Input data:

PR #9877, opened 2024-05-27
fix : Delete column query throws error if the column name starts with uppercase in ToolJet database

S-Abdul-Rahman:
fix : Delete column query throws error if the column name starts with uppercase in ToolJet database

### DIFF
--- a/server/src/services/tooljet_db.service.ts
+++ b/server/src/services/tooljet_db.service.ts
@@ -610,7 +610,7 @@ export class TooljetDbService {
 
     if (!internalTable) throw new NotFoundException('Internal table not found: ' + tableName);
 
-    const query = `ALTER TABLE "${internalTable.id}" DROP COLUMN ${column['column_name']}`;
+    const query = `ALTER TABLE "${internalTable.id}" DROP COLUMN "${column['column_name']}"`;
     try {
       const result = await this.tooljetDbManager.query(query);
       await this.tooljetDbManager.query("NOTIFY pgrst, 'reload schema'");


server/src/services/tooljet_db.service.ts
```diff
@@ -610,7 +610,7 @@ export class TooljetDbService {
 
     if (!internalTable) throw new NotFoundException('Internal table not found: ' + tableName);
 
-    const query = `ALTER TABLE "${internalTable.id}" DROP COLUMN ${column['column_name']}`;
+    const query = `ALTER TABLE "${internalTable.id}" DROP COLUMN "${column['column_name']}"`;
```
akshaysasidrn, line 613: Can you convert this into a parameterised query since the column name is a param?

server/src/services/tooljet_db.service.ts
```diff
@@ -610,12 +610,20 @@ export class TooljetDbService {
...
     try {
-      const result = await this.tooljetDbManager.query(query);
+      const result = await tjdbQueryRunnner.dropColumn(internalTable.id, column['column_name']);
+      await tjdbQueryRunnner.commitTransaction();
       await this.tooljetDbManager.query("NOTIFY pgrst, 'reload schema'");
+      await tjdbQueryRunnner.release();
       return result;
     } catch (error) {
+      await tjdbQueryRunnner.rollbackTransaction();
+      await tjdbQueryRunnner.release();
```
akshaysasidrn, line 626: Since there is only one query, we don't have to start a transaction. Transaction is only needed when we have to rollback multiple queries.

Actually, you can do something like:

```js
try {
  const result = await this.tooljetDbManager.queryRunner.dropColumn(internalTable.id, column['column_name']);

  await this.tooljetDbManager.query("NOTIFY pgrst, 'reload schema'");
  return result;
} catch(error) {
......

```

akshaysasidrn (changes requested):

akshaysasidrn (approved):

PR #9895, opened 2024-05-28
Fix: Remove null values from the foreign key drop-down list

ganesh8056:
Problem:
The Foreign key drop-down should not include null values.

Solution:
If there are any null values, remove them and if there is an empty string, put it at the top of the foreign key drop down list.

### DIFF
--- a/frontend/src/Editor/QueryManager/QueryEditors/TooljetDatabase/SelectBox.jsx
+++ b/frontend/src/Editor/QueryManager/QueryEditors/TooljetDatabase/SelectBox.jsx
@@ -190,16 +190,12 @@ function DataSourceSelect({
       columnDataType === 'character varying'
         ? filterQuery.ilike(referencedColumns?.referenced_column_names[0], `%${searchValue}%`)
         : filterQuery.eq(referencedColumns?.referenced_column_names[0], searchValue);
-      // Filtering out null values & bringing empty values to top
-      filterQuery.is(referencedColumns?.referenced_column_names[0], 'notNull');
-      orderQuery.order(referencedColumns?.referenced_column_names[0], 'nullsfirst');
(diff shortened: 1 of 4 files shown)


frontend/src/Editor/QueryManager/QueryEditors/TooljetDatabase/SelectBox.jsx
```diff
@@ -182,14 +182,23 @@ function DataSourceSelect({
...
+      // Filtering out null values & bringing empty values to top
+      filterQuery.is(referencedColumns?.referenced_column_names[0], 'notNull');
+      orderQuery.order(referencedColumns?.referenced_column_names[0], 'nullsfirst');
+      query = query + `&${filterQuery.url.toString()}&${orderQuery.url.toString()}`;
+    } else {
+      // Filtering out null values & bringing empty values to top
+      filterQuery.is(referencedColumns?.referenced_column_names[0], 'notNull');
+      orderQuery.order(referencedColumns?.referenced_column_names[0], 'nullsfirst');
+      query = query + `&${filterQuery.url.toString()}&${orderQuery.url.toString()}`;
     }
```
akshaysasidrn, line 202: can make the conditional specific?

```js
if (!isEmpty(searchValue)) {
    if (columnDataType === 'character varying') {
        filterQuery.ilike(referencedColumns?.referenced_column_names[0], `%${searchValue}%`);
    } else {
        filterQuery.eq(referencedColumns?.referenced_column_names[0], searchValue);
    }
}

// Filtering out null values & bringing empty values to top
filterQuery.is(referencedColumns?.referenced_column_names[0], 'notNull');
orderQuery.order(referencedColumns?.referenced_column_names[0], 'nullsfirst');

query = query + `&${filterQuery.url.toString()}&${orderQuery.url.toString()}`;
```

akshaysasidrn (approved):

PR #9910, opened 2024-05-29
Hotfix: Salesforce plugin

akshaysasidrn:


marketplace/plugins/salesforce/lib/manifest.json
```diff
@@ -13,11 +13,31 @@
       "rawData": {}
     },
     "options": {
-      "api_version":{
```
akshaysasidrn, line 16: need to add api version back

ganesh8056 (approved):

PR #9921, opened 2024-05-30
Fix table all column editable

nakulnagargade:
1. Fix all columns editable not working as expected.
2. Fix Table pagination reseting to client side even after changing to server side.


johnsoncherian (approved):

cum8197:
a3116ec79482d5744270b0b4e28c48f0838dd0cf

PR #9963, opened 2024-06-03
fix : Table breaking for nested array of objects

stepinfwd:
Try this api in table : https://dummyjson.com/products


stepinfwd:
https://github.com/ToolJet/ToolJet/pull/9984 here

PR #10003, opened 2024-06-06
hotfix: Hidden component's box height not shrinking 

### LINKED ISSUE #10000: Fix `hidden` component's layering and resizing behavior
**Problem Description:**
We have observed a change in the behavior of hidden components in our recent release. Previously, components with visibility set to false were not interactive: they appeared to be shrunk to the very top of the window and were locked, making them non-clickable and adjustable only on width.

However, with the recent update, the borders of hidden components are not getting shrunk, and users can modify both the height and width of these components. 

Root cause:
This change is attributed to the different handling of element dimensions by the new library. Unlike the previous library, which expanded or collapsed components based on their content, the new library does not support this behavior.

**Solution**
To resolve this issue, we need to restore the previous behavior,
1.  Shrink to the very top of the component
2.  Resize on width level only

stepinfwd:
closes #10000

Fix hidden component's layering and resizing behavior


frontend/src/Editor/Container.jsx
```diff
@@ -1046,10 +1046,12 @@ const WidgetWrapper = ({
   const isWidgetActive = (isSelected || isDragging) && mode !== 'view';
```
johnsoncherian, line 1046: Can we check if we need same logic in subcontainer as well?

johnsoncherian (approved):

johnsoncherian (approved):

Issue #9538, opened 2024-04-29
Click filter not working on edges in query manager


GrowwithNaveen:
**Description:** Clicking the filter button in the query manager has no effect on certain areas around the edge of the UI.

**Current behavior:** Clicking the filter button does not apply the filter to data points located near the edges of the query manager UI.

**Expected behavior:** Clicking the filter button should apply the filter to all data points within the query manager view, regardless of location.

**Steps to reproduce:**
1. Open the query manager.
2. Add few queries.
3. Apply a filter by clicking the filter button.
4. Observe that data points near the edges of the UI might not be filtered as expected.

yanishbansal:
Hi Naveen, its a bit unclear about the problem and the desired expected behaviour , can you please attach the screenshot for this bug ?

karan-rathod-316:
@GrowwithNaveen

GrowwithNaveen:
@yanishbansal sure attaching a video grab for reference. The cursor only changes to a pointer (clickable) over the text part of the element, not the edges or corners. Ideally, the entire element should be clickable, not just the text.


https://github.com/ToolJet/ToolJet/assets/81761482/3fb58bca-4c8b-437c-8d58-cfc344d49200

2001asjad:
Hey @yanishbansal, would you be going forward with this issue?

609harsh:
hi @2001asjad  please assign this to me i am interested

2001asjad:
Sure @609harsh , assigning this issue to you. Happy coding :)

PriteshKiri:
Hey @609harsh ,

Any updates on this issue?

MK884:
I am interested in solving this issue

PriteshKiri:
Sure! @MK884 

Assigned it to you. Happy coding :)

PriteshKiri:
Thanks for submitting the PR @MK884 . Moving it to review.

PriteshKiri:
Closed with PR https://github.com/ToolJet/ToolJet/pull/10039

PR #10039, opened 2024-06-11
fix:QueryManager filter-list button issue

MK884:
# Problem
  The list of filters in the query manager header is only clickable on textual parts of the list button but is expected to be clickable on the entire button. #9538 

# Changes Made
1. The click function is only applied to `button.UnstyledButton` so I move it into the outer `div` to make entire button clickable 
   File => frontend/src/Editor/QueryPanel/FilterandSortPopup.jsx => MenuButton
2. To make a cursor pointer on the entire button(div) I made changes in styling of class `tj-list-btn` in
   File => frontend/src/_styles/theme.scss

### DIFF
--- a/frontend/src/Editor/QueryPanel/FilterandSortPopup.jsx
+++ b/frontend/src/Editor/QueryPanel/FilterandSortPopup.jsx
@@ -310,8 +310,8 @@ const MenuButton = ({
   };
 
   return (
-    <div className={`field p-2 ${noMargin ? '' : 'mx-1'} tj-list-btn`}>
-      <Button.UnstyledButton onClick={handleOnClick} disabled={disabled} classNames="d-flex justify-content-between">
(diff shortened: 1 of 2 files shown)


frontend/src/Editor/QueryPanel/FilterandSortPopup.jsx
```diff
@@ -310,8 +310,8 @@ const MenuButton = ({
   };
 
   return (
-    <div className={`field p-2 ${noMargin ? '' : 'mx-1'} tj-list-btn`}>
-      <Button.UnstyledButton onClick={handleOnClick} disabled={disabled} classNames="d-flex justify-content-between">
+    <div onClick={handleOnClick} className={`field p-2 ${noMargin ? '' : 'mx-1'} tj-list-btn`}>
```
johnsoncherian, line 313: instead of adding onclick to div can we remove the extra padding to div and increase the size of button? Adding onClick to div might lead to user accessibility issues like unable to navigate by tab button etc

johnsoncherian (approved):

...

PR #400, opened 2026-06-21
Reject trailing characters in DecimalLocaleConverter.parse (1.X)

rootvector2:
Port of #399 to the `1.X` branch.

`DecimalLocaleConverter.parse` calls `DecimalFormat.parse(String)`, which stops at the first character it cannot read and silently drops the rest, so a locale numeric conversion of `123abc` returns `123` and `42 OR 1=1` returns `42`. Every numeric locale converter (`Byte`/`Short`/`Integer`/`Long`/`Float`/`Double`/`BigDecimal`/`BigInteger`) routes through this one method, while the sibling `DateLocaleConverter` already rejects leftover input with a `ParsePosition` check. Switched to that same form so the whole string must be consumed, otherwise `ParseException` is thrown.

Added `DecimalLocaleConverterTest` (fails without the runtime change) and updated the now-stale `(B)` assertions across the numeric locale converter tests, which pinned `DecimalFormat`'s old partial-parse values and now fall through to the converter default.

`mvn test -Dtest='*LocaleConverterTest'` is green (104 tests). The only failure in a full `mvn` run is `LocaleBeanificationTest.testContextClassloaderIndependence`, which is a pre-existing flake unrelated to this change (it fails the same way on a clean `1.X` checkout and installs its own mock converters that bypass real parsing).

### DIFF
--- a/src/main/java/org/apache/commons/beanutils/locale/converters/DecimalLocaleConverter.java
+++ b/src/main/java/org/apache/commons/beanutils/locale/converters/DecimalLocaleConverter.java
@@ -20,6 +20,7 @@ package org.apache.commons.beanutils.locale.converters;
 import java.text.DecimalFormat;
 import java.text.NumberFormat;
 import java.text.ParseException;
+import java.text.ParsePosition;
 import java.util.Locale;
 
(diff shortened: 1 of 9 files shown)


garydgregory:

==

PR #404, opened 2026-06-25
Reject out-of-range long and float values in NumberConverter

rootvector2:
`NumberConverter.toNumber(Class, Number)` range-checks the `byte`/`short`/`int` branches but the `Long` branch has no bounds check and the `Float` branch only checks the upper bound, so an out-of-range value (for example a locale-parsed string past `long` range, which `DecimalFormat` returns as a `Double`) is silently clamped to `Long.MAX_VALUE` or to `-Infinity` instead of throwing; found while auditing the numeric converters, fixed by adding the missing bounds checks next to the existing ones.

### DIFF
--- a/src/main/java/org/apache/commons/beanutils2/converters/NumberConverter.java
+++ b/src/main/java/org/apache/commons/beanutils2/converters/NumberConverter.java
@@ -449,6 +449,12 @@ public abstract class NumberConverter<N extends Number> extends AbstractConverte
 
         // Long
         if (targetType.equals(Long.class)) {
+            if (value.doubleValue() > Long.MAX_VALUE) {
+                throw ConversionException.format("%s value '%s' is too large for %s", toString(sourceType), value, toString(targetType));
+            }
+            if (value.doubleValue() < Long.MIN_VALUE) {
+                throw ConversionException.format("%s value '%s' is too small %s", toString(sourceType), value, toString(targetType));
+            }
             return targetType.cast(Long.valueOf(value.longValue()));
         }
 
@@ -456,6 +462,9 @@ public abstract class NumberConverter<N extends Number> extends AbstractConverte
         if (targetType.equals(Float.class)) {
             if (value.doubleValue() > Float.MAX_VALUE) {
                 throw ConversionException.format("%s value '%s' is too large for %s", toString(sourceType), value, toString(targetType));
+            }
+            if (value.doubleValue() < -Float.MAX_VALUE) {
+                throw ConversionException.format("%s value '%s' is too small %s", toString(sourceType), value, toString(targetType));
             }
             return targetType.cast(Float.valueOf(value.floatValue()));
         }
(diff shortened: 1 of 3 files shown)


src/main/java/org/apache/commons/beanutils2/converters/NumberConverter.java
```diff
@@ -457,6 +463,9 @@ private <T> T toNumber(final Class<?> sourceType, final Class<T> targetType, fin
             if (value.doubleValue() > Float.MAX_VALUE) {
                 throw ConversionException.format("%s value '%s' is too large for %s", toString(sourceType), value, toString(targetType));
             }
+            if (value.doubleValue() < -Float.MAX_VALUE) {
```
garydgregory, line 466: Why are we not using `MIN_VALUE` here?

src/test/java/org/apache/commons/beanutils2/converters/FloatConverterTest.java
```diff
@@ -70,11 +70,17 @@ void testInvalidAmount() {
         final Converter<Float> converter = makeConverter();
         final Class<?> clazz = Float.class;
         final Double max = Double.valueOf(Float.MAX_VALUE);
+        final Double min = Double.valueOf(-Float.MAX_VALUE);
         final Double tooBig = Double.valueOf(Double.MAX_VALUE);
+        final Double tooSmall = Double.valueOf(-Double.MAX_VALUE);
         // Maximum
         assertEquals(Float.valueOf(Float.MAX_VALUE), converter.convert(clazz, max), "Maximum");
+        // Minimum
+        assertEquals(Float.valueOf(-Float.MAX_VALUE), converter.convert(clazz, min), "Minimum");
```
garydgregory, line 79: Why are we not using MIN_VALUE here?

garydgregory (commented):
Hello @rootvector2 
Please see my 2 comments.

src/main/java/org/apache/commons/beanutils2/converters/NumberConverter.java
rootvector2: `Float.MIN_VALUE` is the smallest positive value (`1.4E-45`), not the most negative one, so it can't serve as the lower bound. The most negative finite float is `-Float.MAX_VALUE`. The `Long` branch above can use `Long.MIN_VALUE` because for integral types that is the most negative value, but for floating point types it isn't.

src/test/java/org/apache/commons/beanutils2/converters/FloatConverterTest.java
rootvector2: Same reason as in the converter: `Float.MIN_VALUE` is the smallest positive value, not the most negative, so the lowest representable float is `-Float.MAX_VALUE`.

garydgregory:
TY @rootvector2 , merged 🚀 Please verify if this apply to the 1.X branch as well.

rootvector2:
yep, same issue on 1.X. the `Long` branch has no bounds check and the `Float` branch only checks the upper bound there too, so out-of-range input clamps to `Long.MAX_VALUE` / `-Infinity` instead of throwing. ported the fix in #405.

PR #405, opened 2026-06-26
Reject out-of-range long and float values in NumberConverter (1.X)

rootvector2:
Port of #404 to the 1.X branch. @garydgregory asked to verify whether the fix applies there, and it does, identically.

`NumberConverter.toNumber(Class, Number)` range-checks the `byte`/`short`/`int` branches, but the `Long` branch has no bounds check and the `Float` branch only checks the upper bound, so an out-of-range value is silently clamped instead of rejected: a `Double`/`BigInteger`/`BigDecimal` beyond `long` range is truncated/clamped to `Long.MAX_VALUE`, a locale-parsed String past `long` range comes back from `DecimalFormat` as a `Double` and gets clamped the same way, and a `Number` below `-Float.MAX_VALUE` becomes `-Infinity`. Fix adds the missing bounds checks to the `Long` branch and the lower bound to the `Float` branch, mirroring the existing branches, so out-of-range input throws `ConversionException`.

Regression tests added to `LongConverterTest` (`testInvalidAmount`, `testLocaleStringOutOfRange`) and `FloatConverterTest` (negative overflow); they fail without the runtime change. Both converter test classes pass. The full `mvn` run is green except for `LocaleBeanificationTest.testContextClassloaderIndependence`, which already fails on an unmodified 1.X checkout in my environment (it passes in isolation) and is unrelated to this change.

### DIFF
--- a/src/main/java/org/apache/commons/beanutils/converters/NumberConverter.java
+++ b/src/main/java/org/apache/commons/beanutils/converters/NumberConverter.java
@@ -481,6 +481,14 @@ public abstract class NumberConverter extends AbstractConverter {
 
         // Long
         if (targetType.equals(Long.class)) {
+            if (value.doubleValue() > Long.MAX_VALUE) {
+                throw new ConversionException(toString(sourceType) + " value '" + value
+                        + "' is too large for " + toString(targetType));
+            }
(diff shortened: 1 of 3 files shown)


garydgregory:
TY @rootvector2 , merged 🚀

Task objective: Check the data for lines with "clickable" and give only their number.

Task answer: 4